# Forum Questions? Ask Tim Roberts, the new user mod



## miked

You can just send him a PM by visiting your user account and clicking "Send Private Message."


----------



## TrpCrkOutfitter

Mike, I am trying to figure this site out and having a hard time. I am looking for limbs for my sons Mathews Z Max and I need to know how to post that.
also I want to sell His Mathews FX. 
Help me get started with this.
Thank you.
Joey


----------



## deanf/42

*what is user account?*

what is a user account?how do I find it? How do I set up a paypal account? I sent an email to AT about two weeks ago and have not heard back . Any info will be most appreciated.
Thank you Dean


----------



## Tim Roberts

deanf/42 said:


> what is a user account?how do I find it? How do I set up a paypal account? I sent an email to AT about two weeks ago and have not heard back . Any info will be most appreciated.
> Thank you Dean


Sent you a PM.


----------



## Hambone

I don't have a "private messages" attached to my login and cannot access my profile. ????????


----------



## Hambone

Figured it out and fixed it thanks.


----------



## zwalls

*threads*

how do I edit or delete an old thread?


----------



## Tim Roberts

You only get a short time to do this. If you want something amended or deleted send me a PM with the thread details and the change/deletion you want done.


----------



## d-fong

*3-D shoots*

hello i am a new user and would like to know where i can put a shoot schedule for Augusta Archers in Staunton ,Va . i am the 3-D range captain there and would like to see more shooters there. Thank You!


----------



## Tim Roberts

d-fong said:


> hello i am a new user and would like to know where i can put a shoot schedule for Augusta Archers in Staunton ,Va . i am the 3-D range captain there and would like to see more shooters there. Thank You!


You can post it in the Regional shoots section, under the appropriate section for your area. I think that would be http://www.archerytalk.com/vb/forumdisplay.php?f=31 for you.


----------



## Okie1bow

Mike, how may I change my screen ID. ?


----------



## Tim Roberts

Send Miked a PM and he'll be able to help.


----------



## bow75

*classified*



Tim Roberts said:


> Send Miked a PM and he'll be able to help.

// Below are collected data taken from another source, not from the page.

Issue #2542, opened 2019-07-19
Update SearchField examples so they are more helpful


bjankord:
# Feature Request

## Description
Currently, the search field code samples display this as the code:

```
import React from 'react';
// eslint-disable-next-line import/no-extraneous-dependencies, import/no-unresolved, import/extensions
import SearchFieldExampleTemplate from 'terra-search-field/lib/terra-dev-site/doc/example/SearchFieldExampleTemplate';

const SearchFieldExample = () => (
  <SearchFieldExampleTemplate />
);

export default SearchFieldExample;
```

This doesn't offer much insight to how to actually use the SearchField component. It would be better if the code examples were more concrete so people could copy/paste them and have them be functional.

ShettyAkarsh:
closed with #2550

PR #2550, opened 2019-07-26
[terra-search-field] Updates Terra SearchField examples to show usage.

lokesh-0813:
### Summary
Updates the terra-search-field examples code to show detail implementation of existing features.

Solves : #2542


bjankord:
This looks good to me. I noticed the `Search Field that has Autocomplete, Autocorrect, Autocapitalize, and Spellcheck disabled` example on the deployed site doesn't render any code when you toggle the code example. It looks like it was this way before this change as well. Let's get that updated as a part of this PR.

packages/terra-search-field/src/terra-dev-site/doc/example/SearchFieldBasic.jsx
```diff
@@ -1,9 +1,38 @@
...
-import SearchFieldExampleTemplate from 'terra-search-field/lib/terra-dev-site/doc/example/SearchFieldExampleTemplate';
+import SearchField from 'terra-search-field/lib/SearchField';
 
-const SearchFieldExample = () => (
-  <SearchFieldExampleTemplate />
-);
+class SearchFieldBasic extends React.Component {
+  constructor(props) {
+    super(props);
+    this.invalidSearchMessage = 'The defualt minimum search length is 2.';
```
StephenEsser: It is a little strange to declare this string as a class property. A couple other options would be to declare a constant above or inline the message as a fallback.

packages/terra-search-field/src/terra-dev-site/doc/example/SearchFieldBasic.jsx
```diff
@@ -1,9 +1,38 @@
 import React from 'react';
 // eslint-disable-next-line import/no-extraneous-dependencies, import/no-unresolved, import/extensions
-import SearchFieldExampleTemplate from 'terra-search-field/lib/terra-dev-site/doc/example/SearchFieldExampleTemplate';
+import SearchField from 'terra-search-field/lib/SearchField';
 
-const SearchFieldExample = () => (
-  <SearchFieldExampleTemplate />
-);
+class SearchFieldBasic extends React.Component {
```
StephenEsser: This example is simple enough I think it could be written with hooks: https://reactjs.org/docs/hooks-intro.html

packages/terra-search-field/src/terra-dev-site/doc/example/SearchFieldBasic.jsx
```diff
@@ -1,9 +1,38 @@
...
+    super(props);
+    this.invalidSearchMessage = 'The defualt minimum search length is 2.';
+    this.state = { searchText: '', message: this.invalidSearchMessage };
+    this.handleSearch = this.handleSearch.bind(this);
+    this.handleInvalidSearch = this.handleInvalidSearch.bind(this);
+  }
 
-export default SearchFieldExample;
+  handleSearch(searchText) {
+    this.setState({ searchText, message: 'Search Text: ' });
```
StephenEsser: I think message as a state variable can be removed entirely. Here it is just being set to the same string on every state update. We can add a little logic into the render to display the different messages based on the searchText length.

length > 2 message otherwise display the invalid message

packages/terra-search-field/src/terra-dev-site/doc/example/SearchFieldBasic.jsx
StephenEsser: Here's an example of how it could be switched to use hooks:

```jsx
// eslint-disable-next-line import/no-extraneous-dependencies, import/no-unresolved, import/extensions
import SearchField from 'terra-search-field/lib/SearchField';

const INVALID_MESSAGE = 'The default minimum search length is 2.';

const SearchFieldExample = () => {
  const [searchText, setSearchText] = useState('');

  const message = searchText.length > 2 ? `Search text: ${searchText}` : INVALID_MESSAGE;

  return (
    <div>
      <p>{message}</p>
      <SearchField onSearch={setSearchText} onInvalidSearch={setSearchText} />
    </div>
  );
};

export default SearchFieldExample;
```

lokesh-0813:
@StephenEsser  - Updated example code to use `react hooks`.
@bjankord - `search field with inputattributes` example codes are seen in the docs now.

packages/terra-search-field/src/terra-dev-site/doc/example/SearchFieldDisabled.jsx
```diff
@@ -1,11 +1,20 @@
...
+
+const SearchFieldDisabled = () => {
+  const [searchText, setSearchText] = useState('');
+
+  const message = searchText.length >= 2 ? `Search text: ${searchText}` : INVALID_MESSAGE;
+
+  return (
+    <div>
+      <p>{message}</p>
+      <SearchField isDisabled onSearch={setSearchText} onInvalidSearch={setSearchText} />
```
ShettyAkarsh: I dont think so we require the code changes for this example. as it is to show the disabled control.

packages/terra-search-field/src/terra-dev-site/doc/example/SearchFieldDisableAutoSearch.jsx
```diff
@@ -1,11 +1,20 @@
...
+
+const SearchFieldDisableAutoSearch = () => {
+  const [searchText, setSearchText] = useState('');
+
+  const message = searchText.length >= 2 ? `Search text: ${searchText}` : INVALID_MESSAGE;
+
+  return (
+    <div>
+      <p>{message}</p>
+      <SearchField disableAutoSearch onSearch={setSearchText} onInvalidSearch={setSearchText} />
```
ShettyAkarsh: Even for this example <SearchField DisableAutoSearch /> will be fine.

packages/terra-search-field/src/terra-dev-site/doc/search-field/SearchField.1.doc.jsx
```diff
@@ -21,7 +21,7 @@ import SearchFieldDefaultValueSrc from '!raw-loader!../../../../src/terra-dev-si
 import SearchFieldDisabled from '../example/SearchFieldDisabled';
 import SearchFieldDisabledSrc from '!raw-loader!../../../../src/terra-dev-site/doc/example/SearchFieldDisabled';
 import SearchFieldDisabledAutoFormatting from '../example/SearchFieldDisableAutoFormatAttrs';
-import SearchFieldDisabledAutoFormattingSrc from '../example/SearchFieldDisableAutoFormatAttrs';
+import SearchFieldDisabledAutoFormattingSrc from '!raw-loader!../../../../src/terra-dev-site/doc/example/SearchFieldDisableAutoFormatAttrs';
```
ShettyAkarsh: do we need this change ?

packages/terra-search-field/src/terra-dev-site/doc/example/SearchFieldDisabled.jsx
lokesh-0813: Earlier this example was using a template file which was not descriptive. Hence moved it to a new file so consumers can get a clear idea.

packages/terra-search-field/src/terra-dev-site/doc/search-field/SearchField.1.doc.jsx
lokesh-0813: Yes. Currently the official website does not show the sample code for `Disabled Auto Formatting`. This change fixes that.

packages/terra-search-field/src/terra-dev-site/doc/example/SearchFieldDisabled.jsx
lokesh-0813: That makes sense.

packages/terra-search-field/src/terra-dev-site/doc/example/SearchFieldDisableAutoSearch.jsx
lokesh-0813: Updated this as well.

PR #2554, opened 2019-07-26
Update markdown dependencies

bjankord:
### Summary
* Updated marked to `0.7.x`
* Updated primsjs to `~1.17.1`

[marked 0.7.0](https://github.com/markedjs/marked/releases/tag/v0.7.0) has breaking changes in it but I could not find anything in our use that would break with this update. Planning to consider this a minor update.

Updating primsjs to prevent duplicate package issue with dependency build in with [react-syntax-highlighter](https://github.com/conorhastings/react-syntax-highlighter/blob/master/package.json#L12)

Screen Shot 2019-07-26 at 2 50 07 PM

### DIFF
--- a/packages/terra-markdown/CHANGELOG.md
+++ b/packages/terra-markdown/CHANGELOG.md
@@ -3,6 +3,9 @@ Changelog
 
 Unreleased
 ----------
+### Changed
+* Updated marked to 0.7.x
+* Updated primsjs to ~1.17.1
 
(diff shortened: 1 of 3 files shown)


bjankord:
Looks like there is a difference in the diff syntax highlighting in markdown content.

Old version:
Screen Shot 2019-07-26 at 3 53 55 PM

New version:
Screen Shot 2019-07-26 at 3 54 04 PM

PR #2564, opened 2019-08-05
[content-contaner] Example and docs added for scrollRefCallback prop usage.

### LINKED ISSUE #2556: Add documentation around usage of scrollRefCallback prop to content-container examples/docs
# Feature Request

## Description
Add documentation around usage of scrollRefCallback prop to content-container examples/docs. If you are familiar with refCallbacks, the prop pattern is apparent, but if this is the first time you've seen this pattern, it may be confusing.

saket2403:
### Summary
Fixes #2556


packages/terra-content-container/src/terra-dev-site/doc/example/ContentContainerScrollRef.jsx
```diff
@@ -0,0 +1,60 @@
+import React from 'react';
+// eslint-disable-next-line import/no-extraneous-dependencies, import/no-unresolved, import/extensions
+import ContentContainer from 'terra-content-container/lib/ContentContainer';
+import classNames from 'classnames/bind';
+
+import styles from './ContentContainerDocCommon.module.scss';
+
+const cx = classNames.bind(styles);
+
+const containerRef = React.createRef();
```
ShettyAkarsh: This would throw some warnings in the console as scrollRefCallback expects function to be passed. as this will pass an object.

ShettyAkarsh: With this example we cannot differentiate with fill container example we have currently. we will have to draft this example to show what actually we can do using scrollRefCallback prop for the end user.

bjankord: Yeah, maybe display the scroll position values on the example page. These can be referenced from the ref we return in the `scrollRefCallback` prop.

saket2403: Resolved in 52bf2a9

Issue #1813, opened 2018-08-30
Parse package name and latest version from artifactory 


m-samkc:
# Feature Request

## Description
Badge in [terra-doc-template](https://github.com/cerner/terra-core/blob/master/packages/terra-doc-template/src/DocTemplate.jsx#L94) looks for package in npm repository, However we have package published in internal repo and would like to reference. 

## Additional Context / Screenshots
We could have new prop called `internalNpmPackage` in `DocTemplate`. If we have user defined value for the prop then we build `href ` and `img src` with internal repository url otherwise always fallback to normal npm lookup. 

![screen shot 2018-08-30 at 3 06 08 pm](https://user-images.githubusercontent.com/38563089/44876296-48092280-ac66-11e8-8378-fa3c92a3ebed.png)

## Cosiderations  
We have npm package published to internal [artifactory](https://cernerrepos.net/) and would like to fetch package name and latest version to display.

bjankord:
Discussed updating this to make the badge be more customizable to handle internal repos.

bjankord:
Ran into an issue that made me think about this issue. The doc site has a stale deployment where the npm badge pulls the latest version from the released npm package, but the docs show an older version. This causes confusion as the user will think they are looking at the latest released docs.

This can happen if npm publish is successful but the doc site deploy fails.

This made me think that this badge should be pulling the version directly from the package.json file instead of pulling from npm service. I think this could mitigate all the concerns noted on this issue.

emilyrohrbough:
@mjhenkes would that require compiling two versions of the site and then toggling them to change which documentation you are referencing?

bjankord:
Talked with @mmalaker  and @amichaelparker about this today. VoiceOver in Safari seems to get trapped in the SVG DOM loaded as a background image [in this img](https://github.com/cerner/terra-core/blob/master/packages/terra-doc-template/src/DocTemplate.jsx#L97).

Planning to update this so it is no longer a dynamically generated SVG via badgegen.

### Tech Design
Replace [this rendering](https://github.com/cerner/terra-core/blob/master/packages/terra-doc-template/src/DocTemplate.jsx#L97) with the following which would use a new prop `packageVersion`.

```jsx
// do some cool styling in here via the .badge class to make this look nice.
 const badge = (
    <a className={cx('badge')} href={`https://www.npmjs.org/package/${packageName}`}>
      <span>Version:</span><span>{`${packageVersion}</span>
    </a>
  );
```

[...]

PR #2571, opened 2019-08-07
Render Replica npm-style Badge in doc-template

amichaelparker:
### Summary
Ref: [This comment](https://github.com/cerner/terra-core/issues/1813#issuecomment-518840423). This renders a replica npm badge to replace the dynamically generated one from badgen. This allows projects that don't have their packages hosted on npm to not have a 404 badge on their doc site.

Closes [#1813](https://github.com/cerner/terra-core/issues/1813).

### Additional Details
This adds packageVersion and packageUrl props, and a badge will be rendered based on what is provided. If neither are, it will fall back to the current badgen badge. It also addresses an issue with Voiceover being able to jump out of focus trapped modals to the badge in some circumstances.


packages/terra-doc-template/src/DocTemplate.jsx
```diff
@@ -92,11 +102,24 @@ const DocTemplate = ({
...
   }
 
-  const badge = (
-    <a href={`https://www.npmjs.org/package/${packageName}`}>
-      <img src={`https://badgen.net/npm/v/${packageName}`} alt="NPM version" />
-    </a>
-  );
+  const badge = packageVersion
+    ? (
+      <div className={cx('badge-container')}>
```
bjankord: Let's turn this into a component within the terra-doc-template package. It should make testing easier this way. I'm thinking a new file, `packages/terra-doc-template/src/NpmBadge.jsx` that we can import here.

amichaelparker: Changed! [af52c67](https://github.com/cerner/terra-core/pull/2571/commits/af52c67081f807649628e8e8f07b4e9957635768)

packages/terra-doc-template/src/NpmBadge.module.scss
```diff
@@ -0,0 +1,28 @@
+:local {
+  .badge {
+    color: #fff;
+    font-family: Verdana,DejaVu Sans,sans-serif;
+    font-size: 11px;
```
bjankord: let's update this to `0.7857rem`

packages/terra-doc-template/src/NpmBadge.module.scss
```diff
@@ -0,0 +1,28 @@
...
+    text-decoration: none;
+  }
+
+  .badge-container {
+    margin-bottom: 0.4em;
+  }
+
+  .badge-name,
+  .badge-version {
+    padding: 3.25px 5px;
```
bjankord: let's update this to `0.232rem 0.357rem`

packages/terra-doc-template/src/terra-dev-site/doc/example/BadgeExamples.jsx
```diff
@@ -0,0 +1,20 @@
+import React from 'react';
+// eslint-disable-next-line import/no-extraneous-dependencies, import/no-unresolved, import/extensions
+import NpmBadge from '../../../NpmBadge';
+import { name } from '../../../../package.json';
+
+const packageUrl = 'https://engineering.cerner.com/terra-ui/components/terra-doc-template/doc-template/doc-template';
+const packageVersion = '2.13.0';
```
bjankord: For this file, let's actually pull the version from the package.json file.

```jsx
import { name, version } from '../../../../package.json';
```
and then pass `version` to the `packageVersion` prop. For the tests files, we can keep the version static.

packages/terra-doc-template/src/NpmBadge.module.scss
```diff
@@ -0,0 +1,28 @@
+:local {
+  .badge {
+    color: #fff;
+    font-family: Verdana,DejaVu Sans,sans-serif;
+    font-size: 0.7857rem;
```
emilyrohrbough: Should we have been overriding font-size and font-family ?

packages/terra-doc-template/src/DocTemplate.jsx
```diff
@@ -17,6 +18,14 @@ const propTypes = {
    * The given component's npm package name.
    */
   packageName: PropTypes.string,
+  /**
+   * The url for the provided package if not in npm. This will be ignored if packageVersion is not set.
+   */
+  packageUrl: PropTypes.string,
```
emilyrohrbough: What url do we expect people to provide internally? Will this differ from the component source code URL we already supply on the page? 

What if someone want so to render the badge with a version but doesn't care to supply a link?

emilyrohrbough:
>  It also addresses an issue with Voiceover being able to jump out of focus trapped modals to the badge in some circumstances.

Was voice over functionally verified for these changes?

packages/terra-doc-template/src/NpmBadge.module.scss
amichaelparker: The normal npm badge also uses its own font size and family. This allows the non-badgen version of the badge to maintain consistency with the dynamic version.

packages/terra-doc-template/src/DocTemplate.jsx
amichaelparker: They might want to point it to an internal source, or they may just want it to loop right back to the same page the badge is found on to simply not have a 404 badge.

If they supply a version without a url, it falls back to passing the version to the normal npm link, pointed at that version of the package. If that doesn't exist, the url prop gives them the option to point it wherever they desire.

PR #2574, opened 2019-08-08
Remove react and react-dom as dependencies from terra-section-header

dv297:
### Summary
When consuming terra-section-header, a warning appears stating that "Multiple versions of react were found". I looked around and didn't see any other components declaring React as a dependency, only as a peer dependency, which makes sense. 

### Additional Details
Error
```
ERROR in react
  Multiple versions of react found:
    16.8.6 ./~/react
    16.9.0 ./~/terra-section-header/~/react
```


bjankord:
Thanks @dv297 for the contribution, looks like this slipped in by accident and we didn't notice it.

PR #2577, opened 2019-08-09
Update code owners

bjankord:
### Summary
Update code owners


bjankord:
Was curious if adding code owners in this PR would prompt them on this review or if this needs to be merged before they get auto added to PRs to review for packages they are code owners on. Looks like it may be the later.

Hello,how do I sell things,when I click on new thread in the classified it says I don't have permission to be there.What am I doing wrong,I have bought things but I can't sell them please help,thank you bow75


----------



## Tim Roberts

bow75 said:


> Hello,how do I sell things,when I click on new thread in the classified it says I don't have permission to be there.What am I doing wrong,I have bought things but I can't sell them please help,thank you bow75


Are you still having this problem?


----------



## Bellows1

bow75 said:


> Hello,how do I sell things,when I click on new thread in the classified it says I don't have permission to be there.What am I doing wrong,I have bought things but I can't sell them please help,thank you bow75



Your trying to post in the old (Bows for sale) forum. There are two new forums above that one, (Target and hunting bows).

Try posting in one of the new forums.  

Bellows1


----------



## Tim Roberts

Bellows1 said:


> Your trying to post in the old (Bows for sale) forum. There are two new forums above that one, (Target and hunting bows).
> 
> Try posting in one of the new forums.
> 
> Bellows1


Thanks Bill. :thumbs_up


----------